Hi!
I’m using Virtualmin Pro on a freshly installed Debian 4.0 machine since June, and since then it already happened twice that the machine ran out of memory twice.
The swap usage climbs slowly but steadily over the weeks, and at some point, within a couple of hours, the situation escalates and the swap gets filled pretty fast, resulting in the system basically hanging up.
I suspect this has something to do with Virtualmin, since I don’t use any other software I didn’t use before, when I had Plesk.
Anyway, the problem is: how can I find out what is causing this?
I can’t afford that this continues…
How much memory does your box have?
The full stack of Virtualmin applications is quite large…mail processing, in particular, is quite heavy.
You’ll want to have a look at the “Virtualmin on low memory systems” guide found here:
http://www.virtualmin.com/documentation/id,virtualmin_on_low_memory_systems/
I’m unaware of any memory leaks in any of the software Virtualmin manages (or Virtualmin/Webmin itself). Virtualmin.com ran for about a year before its most recent reboot, and it’s been up for 103 days now. Obviously, we’re running Virtualmin on it.
a good starting point might be identifying what that zombie process is and stop it.
yeah but how do i to that?
the onl thing i could think about is catting ps aux to a file each hour or so, via script… so that i have some numbers
is there any better way?
hm… maybe, for some reason, too many apache and php processes are started? i should check whethere there are some limits to that…
Yeah, 2GB should be plenty of RAM.
When you see your swap starting to get used, would you consider running a "ps auxw" and pasting it in here (or better, attaching it as a file)?

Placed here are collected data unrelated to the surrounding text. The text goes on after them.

PR #1325, opened 2025-07-03
Feat: multiple path report

### LINKED ISSUE #1217: Add support for multiple paths in a checkout report
Currently a checkout report can only show the results for one path.

It should be possible to check on multiple paths of tests in the same reports.
This could be done by adding those paths directly in sql, splitting them into different parts in python

MarceloRobert:
The approach used for querying for different like clauses was using `LIKE ANY (ARRAY[])`, I'm open to other approaches.

## Changes
- Changes the use of paths from a single string to an array of strings, allowing for multiple paths to be used _in a single report_
- Changed the path parameter of kciSummary endpoint to receive an array of paths as well

## How to test
For the notification command, change some tree file to use an array of paths (isolating the file is ideal for debugging) and run the notification command. Be aware of the intervals in the queries as well.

Perhaps someone will see something that sticks out as a potential source of the problem.
How many domains are on your system, and roughly how many emails are being received each day?

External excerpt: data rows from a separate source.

PR #1327, opened 2025-07-04
Fix: avoid backend exit

### LINKED ISSUE #1328: Avoid backend exit and return correct error
The kcidb_execute_query has a `sys.exit` in it, but the tests query is now being used in a backend endpoint. If some error occurs in the query, it should be returned to the user instead of simply exiting the backend.

MarceloRobert:
The kcidb_execute_query allows for a sys.exit since it was only used in a command context. Since it is now used in the full backend context, it should be avoided in order to allow for an error 500 instead of exiting the backend

## Changes
- Replaced `kcidb_execute_query` with the usual cursor and dictfetchall

## How to test
- Go to the kciSummary endpoint and compare queries on staging and locally, they should both still work
- Also compare the notifications command before and after the change

Closes #1328

### DIFF
--- a/backend/kernelCI_app/management/commands/notifications.py
+++ b/backend/kernelCI_app/management/commands/notifications.py
@@ -484,15 +484,21 @@ def run_checkout_summary(
         for tree_report in tree_report_list:
             path = tree_report["path"] if "path" in tree_report else "%"
 
-            new_issues, fixed_issues, unstable_tests = evaluate_test_results(
-                origin=origin,
-                giturl=giturl,
-                branch=branch,
-                commit_hash=commit_hash,
-                path=path,
-                interval="7 days",
-                group_size=5,
-            )
+            # In case an error happens in the query, we don't want to send an empty report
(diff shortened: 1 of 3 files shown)


gabrielBatistella (approved):

backend/kernelCI_app/management/commands/notifications.py
```diff
@@ -431,6 +431,22 @@ def evaluate_test_results(
...
+    *,
+    default_recipients: list[str],
+    specific_recipients: list[str],
+    options: list[PossibleReportOptions],
+) -> list[str]:
+    recipients = default_recipients + specific_recipients
+
+    for option in options:
+        match option:
+            case "ignore_default_recipients":
```
giubrocchi, line 444: Can we simplify this to:
```suggestion
    if "ignore_default_recipients" in options:
```

MarceloRobert: Done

If your hunch is right about it being a problem with Apache/PHP, whenever your swap usage begins growing, try restarting the Apache daemon. If that clears out all your RAM, that means it (or some related program therein) may be the culprit.
-Eric
from wiki
Zombies can be identified in the output from the Unix ps command by the presence of a “Z” in the STAT column.
Zombies that exist for more than a short period of time typically indicate a bug in the parent program.
As with other leaks, the presence of a few zombies isn’t worrisome in itself, but may indicate a problem that would grow serious under heavier loads
so, run ps, note the ID
find the parent process, this could be done in webmin-running processes-click on the ID and files and connections/trace process.
The bug in the parent program might cause your swap being filled.
if you’re running mod_fcgi then you can limit the child processes to, let’s say 2
Else check the httpd.conf to change the settings.
The zombie process seems to indicate though there is a script running on your server that has a bug. This would be the first place I would look.
Thanks for your precious replies.
Ok, so here some of the info you requested:
- The server has about 70 domains, plus several subdomains
- About the amount of mail… from looking at the graph i would say it is about 1 message every two minutes, however i’ve got greylisting, spf and some other measures that kick in first, which elminate lots of messages.
I noticed that when upgrading virtualmin/webmin, which involves their restart, several hundred megs get freed from swap space.
From this morning i notice no much difference, actually memory usage has dropped a little bit, so things are fine… for now. I will keep monitoring though.
Talking about email, I used to have spamassassin standalone and clamscan. After my first memory fillup I switched clamscan to clamdscan. I don’t know if it’s a coincidence, but the second memory fillup came later. I will try to switch to spamc/spamd today.
You made some interesting points. I will monitor what top/ps will have to say in the coming days. And yes, I am using mod_fcgi and notice that php is actually using much ram as well…
Where can I set the limit to the fcgi child processes?
child processes is in the server template-apache website.
for existing domains you’ll need to edit the /home/*/fcgi-bin/fcgi.php
this could be done with a tool like sed
doesnt look good, does it.
i killed those processes now, upgraded the ruby packages to the ones from etch-backports, and updated all gem packages, and redmine of course.
im not starting that mongrel thing yet, since i will try to install redmine through virtualmin in the hosted domain requiring it.
Well, my machine is an Opteron 1212HE with 2 GB of ram, swap partition is 2 GB as well.
Right now the situation looks like this:
Yesterday afternoon I had a look at top and it said that about 900 megs of swap were in use. Then, in a couple of hours, that climbed up to the full swap partition and things screwed up.
Any ideas for how I can trace the problem down to the app causing the big mem usage?